** Task item **
The line containing "PR #141, opened 2023-03-30" opens the span to copy, and the last line of the records below closes it. Write out that span exactly.

** Excerpted data **
PR #365, opened 2023-07-29
README: Update the doco to match the change in PR#353 ("native"->"system")

rwhitby:
Let me know if the rest of the paragraph should also be reworded to refer to something other than "native" tools.


whitequark (approved):
Thanks!

PR #141, opened 2023-03-30
Fix regex for checking tag names, add more help to tag option

tedil:


dlaehnemann (approved):
And maybe also add the info on unsupported symbols in tag names in the main `README.md` intro of the `tag` subcommand? This is probably where users will first find out about the subcommand, so it would help to already have this important information right there.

** Response below **
PR #141, opened 2023-03-30
Fix regex for checking tag names, add more help to tag option

tedil:


dlaehnemann (approved):
And maybe also add the info on unsupported symbols in tag names in the main `README.md` intro of the `tag` subcommand? This is probably where users will first find out about the subcommand, so it would help to already have this important information right there.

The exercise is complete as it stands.